=== Goal of the exercise ===
Write out exactly what each line says, starting with the first line below and ending on the one with "comma shortcut key".

=== Supplied entries ===
PR #847, opened 2022-01-24
feat(components): Support dismissible type on Chips

darryltec:
## Motivations

We want to have a consistent way of using chips for a larger set of options you can choose from

### Added

- Support dismissible type on `<Chips />`

### Changed

- 

### Deprecated

- 

### Removed

- 

### Fixed

- 

### Security

- 

## TO DO
- [x] Render menu above the input when there are no space below
- [ ] A11y when adding/deleting
- [x] Add `,` comma shortcut key
- [x] Debounce search

---

image


packages/components/src/Chips/InternalChipDismissible/__tests__/InternalChipDismissible.test.tsx
```diff
@@ -0,0 +1,177 @@
...
+    });
+
+    chips
+      .filter(chip => !selectedChips.includes(chip))
+      .forEach(chip => {
+        expect(within(wrapperEl).queryByText(chip)).toBeInTheDocument();
+      });
+  });
+
+  it("should trigger the onChange callback when you select from available optipns", () => {
```
adambobadam, line 86:
```suggestion
  it("should trigger the onChange callback when you select from available options", () => {
```

packages/components/src/Chips/InternalChipDismissible/__tests__/InternalChipDismissible.test.tsx
```diff
@@ -0,0 +1,177 @@
...
+      mockIsInView.mockReturnValueOnce(true);
+    });
+
+    it("should trigger the onLoadMore callback", () => {
+      expect(handleLoadMore).toHaveBeenCalled();
+    });
+  });
+});
+
+it("should trigger the onclick callback when a chip gets clicked", () => {
```
adambobadam, line 131:
```suggestion
it("should trigger the onClick callback when a chip gets clicked", () => {
```

packages/components/src/Chips/utils/mdxUtils.ts
```diff
@@ -0,0 +1,46 @@
+import { uniq } from "lodash";
+import { useEffect, useState } from "react";
+
+export function useFakeOptionQuery() {
+  const [options, setOptions] = useState<string[]>([]);
+  const initialDataGetUrl = "https://swapi.dev/api/people/?format=json";
```
adambobadam, line 6: This is a funny idea 😛 I am wondering if we can just use an internal mock list to avoid the API call, or if this is something you wanted to mimic?

When I also hold down tab to select all of the characters that are present, it then takes a sec to reload, so I wonder if this call is related?

packages/components/src/Chips/InternalChipDismissible/hooks/useInternalChipDismissibleInput.tsx
```diff
@@ -0,0 +1,195 @@
...
+import {
+  ChipDismissibleInputOptionProps,
+  ChipDismissibleInputProps,
+} from "../InternalChipDismissibleTypes";
+import { Icon } from "../../../Icon";
+import { ChipProps } from "../../Chip";
+
+const menuId = uuidV1();
+
+export function useInternalChipDismissibleInput({
```
adambobadam, line 19: Is the naming for this verbose?  Would something slightly simpler like `getOptionsAndActions` or something like that work? I saw `RevealButton` and a `useReveal` hook in mobile, but that was a short name to begin with, I wonder if this is based on a naming convention I am unaware of.

packages/components/src/Chips/InternalChipDismissible/hooks/useInternalChipDismissibleInput.tsx
```diff
@@ -0,0 +1,195 @@
...
+    },
+
+    handleOpenMenu: () => setMenuOpen(true),
+
+    handleCloseMenu: () => {
+      setMenuOpen(false);
+      setActiveIndex(0);
+    },
+
+    handleCancelBlur: () => setShouldCancelBlur(true),
```
adambobadam, line 66: Wondering if these ones would read better if they were called `cancelBlur` for example?  Maybe it's a naming convention I don't know about either though!

packages/components/src/Chips/InternalChipDismissible/hooks/useRepositionMenu.ts
```diff
@@ -0,0 +1,16 @@
...
+
+export function useRepositionMenu(attachTo: RefObject<Element | null>) {
+  const [positionElement, setPositionedElementRef] =
+    useState<HTMLElement | null>();
+  const popper = usePopper(attachTo.current, positionElement, {
+    modifiers: [
+      { name: "offset", options: { offset: [0, 8] } },
+      { name: "flip", options: { fallbackPlacements: ["top"] } },
+    ],
+    placement: "bottom",
```
adambobadam, line 12: Was `placement: "bottom"` a default key value here?  Just read this here: https://popper.js.org/react-popper/v2/render-props/

packages/components/src/Chips/InternalChipDismissible/__tests__/InternalChipDismissibleInput.test.tsx
```diff
@@ -0,0 +1,215 @@
...
+  beforeEach(() => {
+    addButton = screen.getByRole("button", { name: "Add" });
+    fireEvent.click(addButton);
+  });
+
+  it("should not show the add button", () => {
+    expect(addButton).not.toBeInTheDocument();
+  });
+
+  it("should not show an input and menu", () => {
```
adambobadam, line 83: Should this be?

```suggestion
  it("should show an input and menu", () => {
```

adambobadam (commented):
Crazy good work!

I really like the separation of logic that `useInternalChipDismissibleInput.tsx` provides!  It made it easier to follow.

There are a few random things I thought of while using the component in the preview (the first two I already brought up with @chris-at-jobber and on the side, but just reiterating here), and they are probably all follow ups since none of them are show stopping, and are mostly just ideas:

- Leaving your mouse on the list of options, and then using the arrow keys gives you two focuses (discussed: not high priority right now)
- Would it make sense when clicking to select onto the parent element of the dismissible chips to have some focus on the chips or the plus sign? (discussed: not an input, and not really worth the effort) 
- Page up/page down functionality might be nice to control the selection of the menu (might be nowhere to be found in Jobber, but wondering if it's a worthwhile thought)
- The spinner gets cut off at the bottom when you hit the bottom of the menu's items, before loading more

packages/components/src/Chips/utils/mdxUtils.ts
darryltec: Got that from the `useCollectionQuery` but opted with a simpler pure js approach since there's a lot of setup involved with using that hook. The real API call is intended to give a better feel for it.

> When I also hold down tab to select all of the characters that are present, it then takes a sec to reload, so I wonder if this call is related?

like hold and click? that won't work since it resets on every select

packages/components/src/Chips/InternalChipDismissible/hooks/useInternalChipDismissibleInput.tsx
darryltec: Eh, was trying to name it the same as the parent (+ "use") so no one uses it outside if it. Imagine all components having that simple name. Auto import is gonna be hella confusing.

packages/components/src/Chips/InternalChipDismissible/hooks/useInternalChipDismissibleInput.tsx
darryltec: i'd keep it as handle. Keep it consistent with the other functions that gets called in an `on` props

packages/components/src/Chips/InternalChipDismissible/hooks/useRepositionMenu.ts
darryltec: looks like it

darryltec:
> Leaving your mouse on the list of options, and then using the arrow keys gives you two focuses (discussed: not high priority right now)

Fixed

> Page up/page down functionality might be nice to control the selection of the menu (might be nowhere to be found in Jobber, but wondering if it's a worthwhile thought)

Haven't really done research in to those keyboard button, but I believe most modern laptop keyboard doesn't even have those keys

> The spinner gets cut off at the bottom when you hit the bottom of the menu's items, before loading more

Screenshot? Seems to work fine on the deploy preview



@adambobadam

packages/components/src/Chips/utils/mdxUtils.ts
adambobadam: > Fixed

Woot woot!

> Haven't really done research in to those keyboard button, but I believe most modern laptop keyboard doesn't even have those keys

I think you can maybe do the same thing with like a `fn + up arrow`

> Screenshot? Seems to work fine on the deploy preview

I tried again and it seems like if you scroll to the very bottom while loading it will show the whole thing, but cuts off half of it while it's loading?  Maybe it's a me problem, because that recording you took looks good!  Here's me interacting with it anyways:

https://user-images.githubusercontent.com/88052089/151081272-7973346d-bb5c-4bd3-9bf8-f5a91d0c0dc4.mov

packages/components/src/Chips/InternalChipDismissible/hooks/useInternalChipDismissibleInput.tsx
adambobadam: Ya that was a thought I had around importing too (that there might be quite a bit of confusion).  It ain't a big deal either way, just thought the name was getting quite long, that's all :)

packages/components/src/Chips/InternalChipDismissible/hooks/useInternalChipDismissibleInput.tsx
adambobadam: I see, it's a consistency thing okay!

adambobadam:
> Fixed

Woot woot!

> Haven't really done research in to those keyboard button, but I believe most modern laptop keyboard doesn't even have those keys

I think you can maybe do the same thing with like a fn + up arrow

> Screenshot? Seems to work fine on the deploy preview

I tried again and it seems like if you scroll to the very bottom while loading it will show the whole thing, but cuts off half of it while it's loading? Maybe it's a me problem, because that recording you took looks good! Here's me interacting with it anyways:

https://user-images.githubusercontent.com/88052089/151081760-d8a922a3-49b4-4024-b229-58a0d7213449.mov

packages/components/src/Chips/utils/mdxUtils.ts
adambobadam: >like hold and click? that won't work since it resets on every select

I mean like just hold tab key down and let all of the selections on the menu be chosen really fast like.  Although, weirdly enough I did just try it again and it wasn't an issue!

darryltec: > Should we make a note that there is a call being made in the mdx file

Whatcha worried about?

> I mean like just hold tab key down and let all of the selections on the menu be chosen really fast like. Although, weirdly enough I did just try it again and it wasn't an issue!

Ah yeah, not worried about that. There's no native interaction where you hold a tab and it doing something expected. (Like holding the shift and pressing a letter capitalizes it.)

darryltec:
> but cuts off half of it while it's loading

@adambobadam It's because you're not scrolled all the way down. firefox seems to stop scrolling all the way down at some point. Not a big deal tho since you can still scroll it down yourself again while it's loading.

feat_components___Support_dismissible_type_on_Chips_by_darryltec_·_Pull_Request__847_·_GetJobber_atlantis

darryltec:
> I think you can maybe do the same thing with like a fn + up arrow

Even then, remove the `fn` and you'll get to the same experience. haha. Also, page up/down is meant to control pages so, i believe, browsers would scroll you down. And as the name suggest (_page_) it's for making the page go down or up. So that's an anti-pattern.

packages/components/src/Chips/InternalChipDismissible/hooks/useInternalChipDismissibleInput.tsx
darryltec: I'd be concerned about the name if it's a re-useable thing by any component.

packages/components/src/Chips/utils/mdxUtils.ts
adambobadam: > Whatcha worried about?

I was just thinking the data fetching might take a while for some reason, and someone will wonder "hmm, I wonder why these characters are taking a while to load"

adambobadam:
> So your suggestion would be an anti-pattern.

Okay! Makes sense!  Was just thinking in the case of infinite scrolling sites, but I think you're right that it makes sense for pages :)

adambobadam (approved):

packages/components/src/Chips/utils/mdxUtils.ts
darryltec: Haven't heard that issue from `useCollectionQuery` so I wouldn't worry about it too much

PR #891, opened 2022-05-17
feat(components): Atlantis Component For Gallery

dmcrorieGIT:
## Motivations

I added a new component `Gallery` to atlantis, which displays a collection of thumbnails to the viewer

## Changes

* New component added
* Modified FormatFile so that it has a tab index, so that it can be focusable
* Modified FormatFile css so that it has a new class `thumbnailParent`, to get descendant combinator interactive selectors to work (e.g., hover)

### Added

- `Gallery` component

### Changed

- `FormatFile`:
    - Now tab focusable
    - New css classes allowing for focus and hover

## Testing

- Run atlantis on this PR locally
- Go to the Gallery component. Look at the test cases and/or even play around with the Playground to test your own changes
- Ensure that everything matches the figma mockup for Gallery --> https://www.figma.com/file/b7LY6hVMwFOj5maidxPTMB/Design-System-Contribution-%5B-Thumbnail-%2B-Gallery-%5D?node-id=1420%3A19639

## References

Figma Mockup --> https://www.figma.com/file/b7LY6hVMwFOj5maidxPTMB/Design-System-Contribution-%5B-Thumbnail-%2B-Gallery-%5D?node-id=1420%3A19639

---

Random photo of Atlantis


packages/components/src/Gallery/Gallery.tsx
```diff
@@ -0,0 +1,74 @@
+import React, { useState } from "react";
+import styles from "./Gallery.css";
+import { GalleryProps } from "./GalleryTypes";
+import { LightBox } from "../LightBox";
+import { FormatFile } from "../FormatFile";
+import { Button } from "../Button";
+
+export function Gallery({ files, size = "default", max }: GalleryProps) {
```
chris-at-jobber, line 8: Similar to the FormatFile, can we change the `default` size to `base`?

packages/components/src/Gallery/Gallery.tsx
```diff
@@ -0,0 +1,74 @@
...
+                onClick={() => {
+                  handleThumbnailClicked(index);
+                }}
+                onDelete={file.onDelete}
+              />
+            </div>
+          );
+        })}
+        {max && files.length > max && !displayPastMax && (
+          <Button
```
chris-at-jobber, line 41: If we wrap a div around this Button with a width of {thumbnailSize (56 / 168)} and `display: flex`, and set the Button property to `fullWidth`, we'll get the square proportion that matches the design:

image
image

chris-at-jobber: We could also set the button to be `large` when the Gallery is large to make the "+N" label more prominent

chris-at-jobber (changes requested):
From the design side, just some changes to the size prop name to match the other components in the system and a tweak to how we handle the "max" button.

I did notice this issue and thought it's maybe worth raising:

- when I select a thumbnail from the "large" Gallery example with a PDF ([here](https://fe18aa9b.atlantis.pages.dev/components/gallery#sizes) in the preview build), the Gallery vanishes and there's a console error thrown:

https://user-images.githubusercontent.com/39704901/172463439-05af25b7-c48d-4847-8a99-d91582fc5545.mov

I'm not sure if this is an issue with the component, or possibly just the playground implementation, but I'm consistently able to reproduce it.

packages/components/src/Gallery/Gallery.tsx
```diff
@@ -0,0 +1,74 @@
...
+          return (
+            <div key={file.key}>
+              <FormatFile
+                file={{ ...file, src: () => Promise.resolve(file.src) }}
+                display="compact"
+                displaySize={size}
+                onClick={() => {
+                  handleThumbnailClicked(index);
+                }}
+                onDelete={file.onDelete}
```
ChristianLee-Jobber, line 35:
```suggestion
                onDelete={handleDelete(file)}
```
Sorry about the miscommunication earlier. Would it be possible for the `Gallery` to accept a function called `onDelete`. Then, for each individual `file` that was passed in, it will trigger that function on the file? So the code would look like what I suggested, but the `Gallery` would then require another input `prop`, the `handleDelete` method

packages/components/src/Gallery/Gallery.tsx
linds14sr20det: Hey @chris-at-jobber, I was just about to address this comment, changing this to `base` results in a lot of cascading changes. I can't seem to see where you suggested the changes in FormatFile, it still looks to use `default`

chris-at-jobber: Oh, it was left as a requested change [here](https://github.com/GetJobber/atlantis/pull/889#pullrequestreview-994232683) - I had thought it was addressed. We should try and get that fixed here to avoid introducing breaking changes to Jobber.

linds14sr20det: Ah I see. Okay we can do that rename here definitely, just was confused by the comment.

chris-at-jobber: Thanks!

packages/components/src/Gallery/Gallery.mdx
```diff
@@ -0,0 +1,242 @@
...
+        progress: 1,
+        src: "https://source.unsplash.com/250x250",
+      },
+    ]}
+  />
+</Playground>
+
+## Content Guidelines
+
+The Gallery was created to present images, specifically thumbnails, to the user.
```
paddle-sky, line 217: other gallery words being used are small g rather then large G

paddle-sky (approved):
Thanks for changing the Gs

chris-at-jobber (commented):
Design approved!

dmcrorieGIT:
@darryltec @MichaelParadis This is the component that builds of the modifications to FormatFile, could you review when you have a chance?

packages/components/src/Gallery/Gallery.tsx
```diff
@@ -0,0 +1,97 @@
...
+  const [lightboxIndex, setLightboxIndex] = useState(0);
+  const [displayPastMax, setDisplayPastMax] = useState(false);
+
+  return (
+    <>
+      <div className={size === "large" ? styles.galleryLarge : styles.gallery}>
+        {files.map((file, index) => {
+          if (max && !displayPastMax && index + 1 > max) {
+            return <></>;
+          }
```
darryltec, line 21: This is gonna thrown an error on react since it doesn't have a key. TBH, not a fan of this since we're doing every bit of logic in JSX and that's a code smell.

What I would suggest is to add a const that determines whether to map all the files or only the first `n` files.

_Par exemple_
```tsx
const visibleFiles = displayPastMax ? files : files.slice(0, max);
```

This way you won't have to do the `if (max && !displayPastMax && index + 1 > max) {` logic since it won't render what's not there and fixes the key error that react throws.

Tho you would have to adjust the default value for `displayPastMax`.

packages/components/src/Gallery/GalleryTypes.d.ts
```diff
@@ -0,0 +1,70 @@
...
+   * The progress of a file upload between 0 and 1.
+   * - `0` represents Upload just started.
+   * - `1` represents a complete upload.
+   */
+  readonly progress: number;
+
+  /**
+   * The data url of the file.
+   */
+  src: string;
```
darryltec, line 65: `readonly`?

Also, curious as to why this is not a `Promise` while the FormatFile where it's being sent to is a `Promise`

packages/components/src/Gallery/GalleryTypes.d.ts
```diff
@@ -0,0 +1,70 @@
...
+}
+
+interface GalleryItem extends File {
+  icon?: FileIconsNames;
```
darryltec, line 69: nit:

```suggestion
  readonly icon?: FileIconsNames;
```

packages/components/src/Gallery/GalleryTypes.d.ts
```diff
@@ -0,0 +1,70 @@
+import { IconNames } from "../Icon";
```
darryltec, line 1: also, mostly curious about this. why is this a `.d.ts` file? 🤔

packages/components/src/Gallery/GalleryTypes.d.ts
```diff
@@ -0,0 +1,70 @@
...
+export type Sizes = "small" | "base" | "large" | "extraLarge";
+
+export type FileIconsNames = Extract<
+  IconNames,
+  "file" | "excel" | "pdf" | "video" | "word"
+>;
+
+export interface GalleryProps {
+  /**
+   * The size of the Gallery and it's files
```
darryltec, line 12: Is it more?

> The size of the files and their spacing in the gallery

packages/components/src/Gallery/GalleryTypes.d.ts
```diff
@@ -0,0 +1,70 @@
...
+  files: File[];
+
+  /**
+   * The max number of thumbnails before no more thumbnails are displayed
+   * unless the user clicks an action to display the rest
+   */
+  max?: number;
+
+  /**
+   * onDelete callback - this function will be called when the delete action is triggered on a Gallery image
```
darryltec, line 29: nit: ah! you were doing so good on the previous doc string!! 😆 

```suggestion
   * onDelete callback - this function will be called when the delete action is 
   * triggered on a Gallery image
```

packages/components/src/Gallery/GalleryTypes.d.ts
```diff
@@ -0,0 +1,70 @@
...
+   */
+  onDelete?(file: File): void;
+}
+
+export interface File {
```
darryltec, line 34: Is this almost the same type as the `FileUpload`?

packages/components/src/Gallery/Gallery.css
```diff
@@ -0,0 +1,21 @@
...
+  display: flex;
+  flex-wrap: wrap;
+  gap: var(--space-small);
+}
+
+.galleryLarge {
+  display: flex;
+  flex-wrap: wrap;
+  gap: var(--space-base);
+}
```
darryltec, line 11: nit:

```suggestion
.gallery,
.galleryLarge {
  display: flex;
  flex-wrap: wrap;
  gap: var(--space-small);
}

.galleryLarge {
  gap: var(--space-base);
}
```

darryltec (changes requested):
This looks really good! Just a few notes on the code to make it real nice. 

A few questions for you tho
- Say you have 2 files.
  - The 1st file has finished uploading, 2nd is still uploading
  - You click the first file to preview it and it opens the Lightbox
  - What should happen when you press the right arrow key?
- Should the show button have a border? It looks odd on large image
- Also, should it have a height? Because this will happen image

A few jest testing ask
- it should call the onDelete with the file in question
- it should open the file in a new tab if it's not an image
- it should close the Lightbox if you trigger a close (since this is still handled on implementation rather than the component itself)
- what happens when `generateImagesArray` pushes undefined in the `filesToImageIndex`?

packages/components/src/Gallery/GalleryTypes.d.ts
dmcrorieGIT: We don't want this being a promise, since we need to access the string directly for the Lightbox to work; I originally had this as a promise, and I tried to have the LIghtbox "dig" for the string, but I wasn't able to get that to work.

packages/components/src/Gallery/GalleryTypes.d.ts
dmcrorieGIT: I'm not sure, this is just what the component generator created 🤷‍♂️

packages/components/src/Gallery/GalleryTypes.d.ts
dmcrorieGIT: Weird, I'm surprised this wasn't automatically fixed by the linter 🤔

packages/components/src/Gallery/GalleryTypes.d.ts
dmcrorieGIT: Very similar yes, but `src` is a raw string instead of a promise. I tried using type extension, but I couldn't get that to work.

packages/components/src/Gallery/GalleryTypes.d.ts
darryltec: Oh did it? Shiiii nvm then. I forget what Atlantis does now 😆

packages/components/src/Gallery/Gallery.test.tsx
```diff
@@ -0,0 +1,119 @@
...
+
+it("renders a Gallery", () => {
+  const tree = renderer.create(<Gallery files={files} />);
+  expect(tree).toMatchSnapshot();
+});
+
+describe("when the Gallery is large", () => {
+  it("displays large thumbnails", () => {
+    const tree = renderer.create(<Gallery size="large" files={files} />);
+    expect(tree).toMatchSnapshot();
```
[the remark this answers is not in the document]
dmcrorieGIT: True, I'll check for classnames instead 😄

packages/components/src/Gallery/GalleryTypes.d.ts
darryltec: Hmm interesting. My only concern here is that it would mean we'll have some inconsistency
- `InputFile` returns a `Promise` `src` on any file you pick
- `FormatFile` expects that the file you give it has an `src` that is a `Promise`.
- `Gallery` which uses format file (which is tied to input file) is now not using a `src` `Promise` 

🤔 Not sure if that's okay or if we really need a promise in all of the file bits in atlantis 🤔

packages/components/src/Gallery/GalleryTypes.d.ts
darryltec: you can try this

```
interface File extends Pick<FileUpload, "all" | "the" | "common" | "props"> {
  readonly src: string;
}
```

if we decide that it's supposed to be string and not a promise

packages/components/src/Gallery/Gallery.mdx
```diff
@@ -0,0 +1,242 @@
...
+The Gallery can display as many images as the designs call for, but if the
+amount of images become too great, the `max` prop can be used to constrain the
```
darryltec, line 219:
```suggestion
amount of images becomes too great, the `max` prop can be used to constrain the
```

packages/components/src/Gallery/Gallery.mdx
```diff
@@ -0,0 +1,242 @@
...
+number of images shown.
+
+## Accessibility
+
+Each of the thumbnails the Gallery displays are tab navigatable. A hover state
+will also slighltly dim a particular thumbnail when the cursor hovers over it.
```
darryltec, line 225:
```suggestion
Each of the thumbnails the Gallery displays are tab navigable. A hover state
will also slightly dim a particular thumbnail when the cursor hovers over it.
```

packages/components/src/Gallery/Gallery.mdx
```diff
@@ -0,0 +1,242 @@
...
+
+## Responsiveness
+
+Responsiveness of thumbnails are controlled by the Gallery wrapper, thumbnails
+do not get resized. In other words, if the device rendering the Gallery is 500px
+wide, then taking into account padding it will display roughly three thumbnails
+beside eachother before wrapping subsequent thumbnails to a new line
```
darryltec, line 232:
```suggestion
beside each other before wrapping subsequent thumbnails to a new line
```

darryltec (commented):
few spelling bits

dmcrorieGIT:
@darryltec Thanks for the thorough review! I made some changes as per your feedback, and I added new test cases as per your suggestions.

Your questions about the design of this component (e.g., should the show more button have a border?) would be better answered by @chris-at-jobber, since he designed the component.

> what happens when `generateImagesArray` pushes `undefined` in the filesToImageIndex?

If `undefined` is pushed for a particular index, that means that when the corresponding "image" is not an image at all, but some other file type, so we don't want to try and open the lightbox with that file since it will fail. This is what the undefined check is doing on line 69; this could be technically redundant since non-images are screened on the method that calls `handleLightboxOpen`, but this needed to be added since the typescript linter will complain about the value possibly being undefined. We don't necessarily need to push `undefined` per se, but we need to fill it with something, otherwise the functionality of translating a file index to an image index will fail 😅 

All that being said, this is ready for another review when you have a moment! 😄

packages/components/src/Gallery/GalleryTypes.d.ts
dmcrorieGIT: Oh yeah, inheritance is much better! Made the change 😎

packages/components/src/Gallery/GalleryTypes.d.ts
dmcrorieGIT: I see what you're saying, consistency would be nice here. However, I'm not sure we can get a promise to work with the Lightbox, this might be a trade-off we have to make to get that functionality here unfortunately 😅

packages/components/src/Gallery/Gallery.test.tsx
```diff
@@ -0,0 +1,171 @@
...
+      type: "application/pdf",
+      size: 233411234,
+      progress: 1,
+      src: pdfSrc,
+    };
+    const { findByTestId } = render(<Gallery files={[pdfFile, ...files]} />);
+
+    const internalPDFImage = await findByTestId("pdf");
+
+    fireEvent.click(internalPDFImage.parentElement.parentElement.parentElement);
```
darryltec, line 165: hehe, can actually just do

```suggestion
    fireEvent.click(internalPDFImage);
```

since that event bubbles up

also throws linting errors 
image

darryltec (changes requested):
One last critical thing as the types are resolving to `any` because it's not resolving the types. I think if we rename that to `.ts` without the `.d` on it, it'll get resolved

chris-at-jobber:
Re: the design questions

- If we can conditionally have a border on the "+N" button when large, and no border when small, that works for me
- "+N" button shouldn't collapse on a subsequent row
- 2 files, 1 still uploading, you press the right arrow key, scenario, the first few options that come to mind:   
  - (if this is possible) show the still-uploading image thumbnail without the progress bar/overlay - this feels like the most optimistic approach, and since we already have a rendered image that is being displayed behind the overlay/progressbar in the FormatFile, I would assume we can access it here?
  - do nothing (as the file doesn't exist to be previewed)
  - go to the "position" of the still-uploading image with an indicator that it's not uploaded yet, show image once uploaded

packages/components/src/Gallery/Gallery.test.tsx
dmcrorieGIT: Good call! I'll make the change!

darryltec:
Cloudflare is failing but the build docs is passing. I think we are safe to merge this 
image

darryltec:
I'm good to merge this now and @dmcrorieGIT will create the follow-up task for the design updates

chris-at-jobber:
@darryltec yeah nothing would change in terms of developer usage, so that makes sense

=== Result below ===
PR #847, opened 2022-01-24
feat(components): Support dismissible type on Chips

darryltec:
## Motivations

We want to have a consistent way of using chips for a larger set of options you can choose from

### Added

- Support dismissible type on `<Chips />`

### Changed

- 

### Deprecated

- 

### Removed

- 

### Fixed

- 

### Security

- 

## TO DO
- [x] Render menu above the input when there are no space below
- [ ] A11y when adding/deleting
- [x] Add `,` comma shortcut key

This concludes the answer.